_Task goal_: After finding the line with "fix(css): parse issue" in the data below, set down exactly each line through the one with "This changes the", inclusive, and stop there.

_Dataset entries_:
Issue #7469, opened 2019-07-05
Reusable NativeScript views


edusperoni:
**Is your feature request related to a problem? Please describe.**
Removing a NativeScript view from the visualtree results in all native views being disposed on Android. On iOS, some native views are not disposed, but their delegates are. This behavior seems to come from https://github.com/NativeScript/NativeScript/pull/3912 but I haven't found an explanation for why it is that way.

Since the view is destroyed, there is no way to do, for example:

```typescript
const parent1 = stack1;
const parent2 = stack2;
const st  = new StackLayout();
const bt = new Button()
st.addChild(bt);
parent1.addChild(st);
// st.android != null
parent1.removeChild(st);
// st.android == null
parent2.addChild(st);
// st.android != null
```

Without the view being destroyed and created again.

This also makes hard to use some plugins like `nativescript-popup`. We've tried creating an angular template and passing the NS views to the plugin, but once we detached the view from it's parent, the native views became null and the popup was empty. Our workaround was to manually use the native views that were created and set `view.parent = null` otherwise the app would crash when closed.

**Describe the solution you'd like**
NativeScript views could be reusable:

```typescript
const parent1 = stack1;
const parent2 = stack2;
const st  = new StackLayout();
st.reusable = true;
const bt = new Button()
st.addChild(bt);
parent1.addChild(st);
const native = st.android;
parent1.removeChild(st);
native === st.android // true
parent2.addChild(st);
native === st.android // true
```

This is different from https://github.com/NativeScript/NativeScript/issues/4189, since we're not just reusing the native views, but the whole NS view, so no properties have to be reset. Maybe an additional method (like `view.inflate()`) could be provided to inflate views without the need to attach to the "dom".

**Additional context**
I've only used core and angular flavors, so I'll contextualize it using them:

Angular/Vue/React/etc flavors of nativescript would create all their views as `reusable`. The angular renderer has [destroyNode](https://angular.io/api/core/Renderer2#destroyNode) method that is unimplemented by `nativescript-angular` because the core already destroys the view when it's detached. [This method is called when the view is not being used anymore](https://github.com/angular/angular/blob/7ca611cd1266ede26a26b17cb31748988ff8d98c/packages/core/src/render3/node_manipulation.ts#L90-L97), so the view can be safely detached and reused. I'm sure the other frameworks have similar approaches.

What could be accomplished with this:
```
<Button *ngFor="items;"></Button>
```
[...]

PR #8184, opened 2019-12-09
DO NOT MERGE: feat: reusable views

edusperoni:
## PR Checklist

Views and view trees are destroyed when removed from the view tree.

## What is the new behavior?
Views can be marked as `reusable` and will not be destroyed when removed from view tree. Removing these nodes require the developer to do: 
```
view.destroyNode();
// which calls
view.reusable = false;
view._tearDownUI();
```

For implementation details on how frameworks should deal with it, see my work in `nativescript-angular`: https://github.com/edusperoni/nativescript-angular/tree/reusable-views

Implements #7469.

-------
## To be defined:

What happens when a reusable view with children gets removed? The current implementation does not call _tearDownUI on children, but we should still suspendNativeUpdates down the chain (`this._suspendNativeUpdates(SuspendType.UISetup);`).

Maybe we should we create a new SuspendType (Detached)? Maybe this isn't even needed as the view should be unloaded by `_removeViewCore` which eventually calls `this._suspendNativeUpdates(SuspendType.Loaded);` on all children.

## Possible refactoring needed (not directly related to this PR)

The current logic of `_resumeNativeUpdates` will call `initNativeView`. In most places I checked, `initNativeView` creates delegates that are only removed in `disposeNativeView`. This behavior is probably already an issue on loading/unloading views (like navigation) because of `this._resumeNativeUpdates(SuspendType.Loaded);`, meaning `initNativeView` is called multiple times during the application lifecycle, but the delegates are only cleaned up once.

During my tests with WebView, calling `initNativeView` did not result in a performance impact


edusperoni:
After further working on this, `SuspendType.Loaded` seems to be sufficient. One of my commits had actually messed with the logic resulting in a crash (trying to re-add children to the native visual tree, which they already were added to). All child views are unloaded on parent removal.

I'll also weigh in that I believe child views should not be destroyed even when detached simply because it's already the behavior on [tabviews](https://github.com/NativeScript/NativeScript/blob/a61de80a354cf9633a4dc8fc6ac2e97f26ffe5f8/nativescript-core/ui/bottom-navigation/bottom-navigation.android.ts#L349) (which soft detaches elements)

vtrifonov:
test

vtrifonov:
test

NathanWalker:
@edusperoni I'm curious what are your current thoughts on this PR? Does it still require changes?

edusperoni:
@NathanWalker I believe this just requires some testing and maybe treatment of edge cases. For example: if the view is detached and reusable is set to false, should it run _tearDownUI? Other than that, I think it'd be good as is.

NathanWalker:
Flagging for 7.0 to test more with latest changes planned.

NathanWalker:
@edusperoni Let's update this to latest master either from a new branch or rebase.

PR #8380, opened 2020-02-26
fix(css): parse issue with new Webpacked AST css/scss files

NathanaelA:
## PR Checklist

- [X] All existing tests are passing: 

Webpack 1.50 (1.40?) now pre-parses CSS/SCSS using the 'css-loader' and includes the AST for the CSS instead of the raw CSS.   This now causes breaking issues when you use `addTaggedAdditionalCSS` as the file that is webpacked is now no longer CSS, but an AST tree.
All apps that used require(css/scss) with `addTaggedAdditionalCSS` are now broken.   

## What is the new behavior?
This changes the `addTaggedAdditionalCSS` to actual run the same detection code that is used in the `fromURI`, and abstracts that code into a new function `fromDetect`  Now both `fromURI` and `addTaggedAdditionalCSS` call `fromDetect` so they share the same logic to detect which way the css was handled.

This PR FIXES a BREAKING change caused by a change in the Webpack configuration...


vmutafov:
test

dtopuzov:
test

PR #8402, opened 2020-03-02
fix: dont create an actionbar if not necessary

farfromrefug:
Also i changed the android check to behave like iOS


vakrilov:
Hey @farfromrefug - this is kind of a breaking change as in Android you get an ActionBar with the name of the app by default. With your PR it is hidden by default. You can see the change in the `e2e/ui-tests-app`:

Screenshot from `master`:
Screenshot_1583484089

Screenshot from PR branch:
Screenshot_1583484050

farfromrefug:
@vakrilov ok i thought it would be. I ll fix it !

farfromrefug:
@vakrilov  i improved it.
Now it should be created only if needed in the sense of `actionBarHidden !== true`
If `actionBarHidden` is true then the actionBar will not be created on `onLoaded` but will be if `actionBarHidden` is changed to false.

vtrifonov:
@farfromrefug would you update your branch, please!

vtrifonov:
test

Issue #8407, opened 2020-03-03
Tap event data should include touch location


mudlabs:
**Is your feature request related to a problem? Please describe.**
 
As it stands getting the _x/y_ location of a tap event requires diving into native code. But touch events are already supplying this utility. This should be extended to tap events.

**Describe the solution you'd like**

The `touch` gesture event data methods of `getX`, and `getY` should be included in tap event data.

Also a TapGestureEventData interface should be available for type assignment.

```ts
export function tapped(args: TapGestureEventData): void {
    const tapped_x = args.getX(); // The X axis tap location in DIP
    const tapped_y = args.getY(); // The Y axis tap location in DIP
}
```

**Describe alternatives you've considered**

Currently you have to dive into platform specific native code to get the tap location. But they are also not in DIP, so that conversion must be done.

_Response to the exercise_:
fix(css): parse issue with new Webpacked AST css/scss files

NathanaelA:
## PR Checklist

- [X] All existing tests are passing: 

Webpack 1.50 (1.40?) now pre-parses CSS/SCSS using the 'css-loader' and includes the AST for the CSS instead of the raw CSS.   This now causes breaking issues when you use `addTaggedAdditionalCSS` as the file that is webpacked is now no longer CSS, but an AST tree.
All apps that used require(css/scss) with `addTaggedAdditionalCSS` are now broken.   

## What is the new behavior?
This changes the `addTaggedAdditionalCSS` to actual run the same detection code that is used in the `fromURI`, and abstracts that code into a new function `fromDetect`  Now both `fromURI` and `addTaggedAdditionalCSS` call `fromDetect` so they share the same logic to detect which way the css was handled.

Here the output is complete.